**What is needed:** Reproduce the lines below from the one that contains "Fix: allow to_node_storage" through the end, inclusive, and add nothing.

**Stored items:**

++++++++++++++++++++

PR #305, opened 2024-09-05
Fix: allow to_node_storage & try_get_in_node_storage on null nodes

liss-h:
This is very easy to get wrong and resulted in a crash before this PR


bigerl (approved):
Good catch. Thx for the PR. Changes are trivial and look good.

++++++++++++++++++++

**Response to this task:**
Fix: allow to_node_storage & try_get_in_node_storage on null nodes

liss-h:
This is very easy to get wrong and resulted in a crash before this PR


bigerl (approved):
Good catch. Thx for the PR. Changes are trivial and look good.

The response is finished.